━━ DATA SUPPLIED ━━

PR #4132, opened 2023-10-27
`<flat_set>`: `flat_(multi)set`'s `iterator` type should be constant iterator

achabense:
Citation:
>For associative containers where the value type is the same as the key type, both iterator and const_iterator are constant iterators[.](https://eel.is/c++draft/container.requirements#associative.reqmts.general-6.sentence-2) It is unspecified whether or not iterator and const_iterator are the same type[.](https://eel.is/c++draft/container.requirements#associative.reqmts.general-6.sentence-3)

This pr makes `flat_(multi)set`'s `iterator` an alias for `const_iterator`.

### DIFF
--- a/stl/inc/flat_set
+++ b/stl/inc/flat_set
@@ -56,8 +56,8 @@ public:
     using const_reference        = const value_type&;
     using size_type              = _Container::size_type;
     using difference_type        = _Container::difference_type;
-    using iterator               = _Container::iterator;
     using const_iterator         = _Container::const_iterator;
+    using iterator               = const_iterator;
     using reverse_iterator       = _STD reverse_iterator<iterator>;
     using const_reverse_iterator = _STD reverse_iterator<const_iterator>;
     using container_type         = _Container;
@@ -324,7 +324,9 @@ public:
         _Guard._Target = nullptr;
     }
 
-    iterator erase(iterator _Where) {
+    iterator erase(iterator _Where)
+        requires (!is_same_v<iterator, const_iterator>)
+    {
         return _Mycont.erase(_Where);
     }
     iterator erase(const_iterator _Where) {
@@ -357,6 +359,10 @@ public:
     }
     _NODISCARD value_compare value_comp() const {
         return _Mycomp;
+    }
+
+    _NODISCARD const container_type& _Get_container() const {
+        return _Mycont;
     }
 
     // set operations
@@ -666,16 +672,16 @@ private:
             const auto _Equivalent = [this](const _Kty& _Lhs, const _Kty& _Rhs) {
                 return !_Compare(_Lhs, _Rhs) && !_Compare(_Rhs, _Lhs);
             };
-            const iterator _End = end();
-            _Mycont.erase(_STD unique(begin(), _End, _Equivalent), _End);
+            const auto _End = _Mycont.end();
+            _Mycont.erase(_STD unique(_Mycont.begin(), _End, _Equivalent), _End);
         }
     }
 
     template <bool _Presorted>
     void _Restore_invariants_after_insert(const size_type _Old_size) {
-        const iterator _Begin   = begin();
-        const iterator _Old_end = _Begin + static_cast<difference_type>(_Old_size);
-        const iterator _End     = end();
+        const auto _Begin   = _Mycont.begin();
+        const auto _Old_end = _Begin + static_cast<difference_type>(_Old_size);
+        const auto _End     = _Mycont.end();
 
         if constexpr (!_Presorted) {
             _STD sort(_Old_end, _End, _Pass_comp());
@@ -690,15 +696,15 @@ private:
     }
 
     void _Make_invariants_fulfilled() {
-        const iterator _Begin = begin();
-        const iterator _End   = end();
+        const auto _Begin = _Mycont.begin();
+        const auto _End   = _Mycont.end();
 
         if (_Begin == _End) {
             return;
         }
 
         // O(N) if already sorted.
-        const iterator _Begin_unsorted = _STD is_sorted_until(_Begin, _End, _Pass_comp());
+        const auto _Begin_unsorted = _STD is_sorted_until(_Begin, _End, _Pass_comp());
 
         _STD sort(_Begin_unsorted, _End, _Pass_comp());
         _STD inplace_merge(_Begin, _Begin_unsorted, _End, _Pass_comp());
@@ -769,8 +775,9 @@ _EXPORT_STD template <class _Kty, class _Keylt, class _Container, class _Pred>
 _Container::size_type erase_if(flat_set<_Kty, _Keylt, _Container>& _Val, _Pred _Predicate) {
     // clears the container to maintain the invariants when an exception is thrown (N4950 [flat.set.erasure]/5)
     _Clear_guard<flat_set<_Kty, _Keylt, _Container>> _Guard{_STD addressof(_Val)};
-    const auto _Erased_count = _STD _Erase_remove_if(_Val, _STD _Pass_fn(_Predicate));
-    _Guard._Target           = nullptr;
+    const auto _Erased_count =
+        _STD _Erase_remove_if(const_cast<_Container&>(_Val._Get_container()), _STD _Pass_fn(_Predicate));
+    _Guard._Target = nullptr;
     return _Erased_count;
 }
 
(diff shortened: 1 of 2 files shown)


stl/inc/flat_set
```diff
@@ -56,8 +56,8 @@ public:
     using const_reference        = const value_type&;
     using size_type              = _Container::size_type;
     using difference_type        = _Container::difference_type;
-    using iterator               = _Container::iterator;
     using const_iterator         = _Container::const_iterator;
+    using iterator               = const_iterator;
     using reverse_iterator       = _STD reverse_iterator<iterator>;
     using const_reverse_iterator = _STD reverse_iterator<const_iterator>;
```
CaseyCarter, line 62: For consistency (and to keep things simple; there's no need to "hide" the relationship) should we:
```suggestion
    using const_reverse_iterator = _STD reverse_iterator<const_iterator>;
    using reverse_iterator       = const_reverse_iterator;
```

stl/inc/flat_set
```diff
@@ -180,25 +180,27 @@ public:
...
         _Mycont.assign(_Ilist);
         _Make_invariants_fulfilled();
         _Guard._Target = nullptr;
         return static_cast<_Deriv&>(*this);
     }
 
     // iterators
+    // for flat_meow, `const_iterator` is required to be convertible to `iterator` (per N4958
+    // [associative.reqmts.general]/6)
     _NODISCARD iterator begin() noexcept {
```
CaseyCarter, line 193: Why not remove this overload, leaving only `begin() const`? (Ditto for `end()` on line 199.)

stl/inc/flat_set
```diff
@@ -314,17 +316,19 @@ public:
...
         _STL_ASSERT(_Is_sorted(_Cont), _Msg_not_sorted);
-        _Clear_guard<_Base_flat_set> _Guard{this};
+        _Clear_guard<container_type> _Guard{_STD addressof(_Mycont)};
         _Mycont        = _STD move(_Cont);
         _Guard._Target = nullptr;
     }
 
-    iterator erase(iterator _Where) {
+    iterator erase(iterator _Where)
+        requires (!is_same_v<iterator, const_iterator>)
```
CaseyCarter, line 330: It looks like this will never be satisfied; why not simply remove this overload of `erase`?

stl/inc/flat_set
```diff
@@ -589,8 +597,9 @@ private:
         }
 
         if (_Where != _End && !_Compare(_Val, *_Where)) {
-            // *_Where is equivalent to _Val; convert _Where to iterator type.
-            return _Mycont.begin() + (_Where - _Begin);
+            // *_Where is equivalent to _Val.
+            // for flat_meow, _Where should be convertible to iterator type.
```
CaseyCarter, line 601: These are a bit too "add one to x":
```suggestion
```

stl/inc/flat_set
```diff
@@ -768,17 +764,19 @@ public:
 _EXPORT_STD template <class _Kty, class _Keylt, class _Container, class _Pred>
 _Container::size_type erase_if(flat_set<_Kty, _Keylt, _Container>& _Val, _Pred _Predicate) {
     // clears the container to maintain the invariants when an exception is thrown (N4950 [flat.set.erasure]/5)
-    _Clear_guard<flat_set<_Kty, _Keylt, _Container>> _Guard{_STD addressof(_Val)};
-    const auto _Erased_count = _STD _Erase_remove_if(_Val, _STD _Pass_fn(_Predicate));
+    _Container& _Cont = const_cast<_Container&>(_Val._Get_container());
```
CaseyCarter, line 767: Why `const_cast` every use of `_Get_container()` instead of making it non-`const`?

stl/inc/flat_set
```diff
@@ -180,25 +180,27 @@ public:
...
+        _Clear_guard<container_type> _Guard{_STD addressof(_Mycont)};
         _Mycont.assign(_Ilist);
         _Make_invariants_fulfilled();
         _Guard._Target = nullptr;
         return static_cast<_Deriv&>(*this);
     }
 
     // iterators
+    // for flat_meow, `const_iterator` is required to be convertible to `iterator` (per N4958
+    // [associative.reqmts.general]/6)
```
CaseyCarter, line 192: This citation is incorrect - [container.reqmts]/6 requires the iterator conversion for all containers - and not IMO useful here.
```suggestion
```

stl/inc/flat_set
```diff
@@ -180,25 +180,27 @@ public:
...
     _NODISCARD iterator begin() noexcept {
-        return _Mycont.begin();
+        return cbegin();
```
CaseyCarter, line 194: I think we should avoid adding a layer of indirection here to simplify debug codegen and the stepping experience. I don't much care if it's `_Mycont.begin()` or `_Mycont.cbegin()`, but I do think we should call directly rather than via `flat_set::cbegin`. (Four occurrences.)

tests/std/tests/P1222R4_flat_set/test.cpp
```diff
@@ -73,6 +73,22 @@ void assert_reversible_container_requirements(const T& s) {
...
 }
 
+template <class T>
+void assert_set_requirements() {
+    using iterator       = T::iterator;
+    using const_iterator = T::const_iterator;
+    using key_type       = T::key_type;
+    using value_type     = T::value_type;
+
+    static_assert(_Constant_iterator<const_iterator>);
```
CaseyCarter, line 83: We could avoid directly using internal machinery here by instead:
```suggestion
    static_assert(same_as<std::const_iterator<const_iterator>, const_iterator>);
```
(and similarly on line 88)

CaseyCarter:
FWIW, I usually hear "flat_meow" used to collectively refer to `flat_map`, `flat_multimap`, `flat_set`, and `flat_multiset`.

stl/inc/flat_set
achabense: Ideally, every method related to `iterator` can be deleted without behavior change. This includes non-const `begin/...` functions, `erase(iterator)` and non-const searching functions like `lower_bound`.
>set doesn't attempt to remove the non-const overloads of lower_bound etc., so I recommend following that pattern.

However, as talk about early on discord, this pr tries to avoid removing any of these functions directly (relying on convertibility instead of const_iter and iterator being the same type; `_Find` is removed as it's internal method). I agree that the code is unnecessarily complicated though...

(As to `erase` here, it is mimicking the current practice in `_Tree`)
https://github.com/microsoft/STL/blob/f392449fb72d1a387ac5025d508e8442914477f9/stl/inc/xtree#L1310-L1311

stl/inc/flat_set
achabense: yes this looks awkward... I thought if `flat_set` want to expose its container, it should always be const to avoid outside modification... `erase_if` will be only exception, but it's unfortunately also the only user of this function now... Is it ok to remove `_Get_container` and befriend `erase_if` instead?

stl/inc/flat_set
StephanTLavavej: After thinking about this again, I think the difference here is that most of `std::set`'s machinery is shared with `std::map`, so we don't know if `iterator` is `const_iterator`. `<flat_set>` is different because it lacks such sharing, so I think avoiding the duplicated member functions would be ultimately less squirrelly. Apologies for not thinking more clearly earlier.

achabense: Thanks! Does this mean we can remove all methods related to non-const `iterator`, or instead a subset of these methods?

stl/inc/flat_set
achabense: Is it allowed to define erase_if friend in the class?

StephanTLavavej: I believe there are observable differences between hidden friends and namespace-scope functions, so we can't make such a transformation.

achabense: I've made `_Get_container` non-const, but renamed it to `_Get_container_for_erase_if`, as I'm concerned about exposing the non-const container under a too general name.

stl/inc/flat_set
```diff
@@ -324,20 +313,15 @@ public:
...
     iterator erase(const_iterator _Where) {
         return _Mycont.erase(_Where);
     }
     size_type erase(const _Kty& _Val) {
         return _Erase(_Val);
     }
     template <_Different_from<_Kty> _Other>
-        requires (
-            _Keylt_transparent && !is_convertible_v<_Other, iterator> && !is_convertible_v<_Other, const_iterator>)
+        requires (_Keylt_transparent && !is_convertible_v<_Other, const_iterator>)
```
achabense, line 324: Is it ok not to add comment for this one? Or am I adding too many repetitive comments?

StephanTLavavej:
Thanks for `const`antly improving `<flat_set>`! :joy_cat: :tada: :heart_eyes_cat:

━━━

> **REQUIRED ACTION**: The lines above starting at the one that contains "-357,6 +359,10 @@" and ending at the one that contains "-666,16 +672,16 @@" must be transcribed exactly, and no other lines may appear.

> **ANSWER TO THIS PROBLEM**:
@@ -357,6 +359,10 @@ public:
     }
     _NODISCARD value_compare value_comp() const {
         return _Mycomp;
+    }
+
+    _NODISCARD const container_type& _Get_container() const {
+        return _Mycont;
     }
 
     // set operations
@@ -666,16 +672,16 @@ private:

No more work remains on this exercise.